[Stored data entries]
PR #971, opened 2025-04-30
[OEP 3916]: First pass at volume cloning implementation

adam-lithus:
**🚨 Huge disclaimer 🚨**

* I'm not a rust developer
* This was coded with Claude 3.7 Thinking
* I was careful with prompting, but it could still be a bunch of nonsense
* My main goal is to do the leg-work for someone who actually knows what they are doing (@tiagolobocastro )
* If this isn't useful then that is totally fine

### DIFF
--- a/control-plane/csi-driver/src/bin/controller/controller.rs
+++ b/control-plane/csi-driver/src/bin/controller/controller.rs
@@ -294,6 +294,11 @@ impl VolumeTopologyMapper {
     }
 }
 
+enum VolumeContentSourceInfo {
+    Snapshot(Uuid),
+    Volume(Uuid),
+}
+
 #[tonic::async_trait]
 impl rpc::csi::controller_server::Controller for CsiControllerSvc {
     #[instrument(err, fields(volume.uuid = tracing::field::Empty), skip(self))]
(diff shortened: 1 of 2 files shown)


control-plane/csi-driver/src/bin/controller/controller.rs
```diff
@@ -294,185 +294,466 @@ impl VolumeTopologyMapper {
...
     async fn create_volume(
         &self,
         request: tonic::Request<CreateVolumeRequest>,
     ) -> Result<tonic::Response<CreateVolumeResponse>, tonic::Status> {
-        let args = request.into_inner();
+        let request = request.into_inner();
+        debug!("create_volume parameters: {:#?}", request);
 
-        let _permit = self.create_volume_permit().await?;
+        let name = request.name.clone();
```
Abhinandan-Purkait, line 312: We seem to have removed the permit from here. We shouldn't do that. More over I think we should not change the order of any existing validations, that can change failure behaviour.

control-plane/csi-driver/src/bin/controller/controller.rs
```diff
@@ -294,185 +294,466 @@ impl VolumeTopologyMapper {
...
+                match RestApiClient::get_client().get_volume(&source_volume_uuid).await {
+                    Ok(_source_volume) => {
+                        // Create a temporary snapshot of the source volume
+                        let temp_snapshot_id = Uuid::new_v4();
+
+                        // Create the temporary snapshot
+                        let snapshot = match RestApiClient::get_client()
+                            .create_volume_snapshot(&source_volume_uuid, &temp_snapshot_id)
+                            .await 
+                        {
```
Abhinandan-Purkait, line 638: I would suggest to keep the other code as it is and just change this section in this order:
1. Get source volume, if exists --> next step, else bail.
2. If exists create a snapshot, if fails --> delete the snapshot and bail.
3. If succeeds get the snapshot object, if exists, create restore.
4. If fails then delete the snapshot and restore, and bail.
5. If succeeds, goes through usual success flow.

Let's hear from @tiagolobocastro and @dsharma-dc

Abhinandan-Purkait (changes requested):

Abhinandan-Purkait:
Hey @adam-lithus quick nudge, are you still working on this or intend to?

PR #973, opened 2025-05-02
fix: dsp migration was not considering topology

Abhinandan-Purkait:
- There was a bug where on v1beta2 to v1beta3 migration the topology were set as null, which is fixed now.


tiagolobocastro (approved):

abhilashshetty04 (approved):

Abhinandan-Purkait:
bors merge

> **Exercise directions**: Search the records above for the string "exists" and copy each line that holds it.

> **Solution**:
1. Get source volume, if exists --> next step, else bail.
2. If exists create a snapshot, if fails --> delete the snapshot and bail.
3. If succeeds get the snapshot object, if exists, create restore.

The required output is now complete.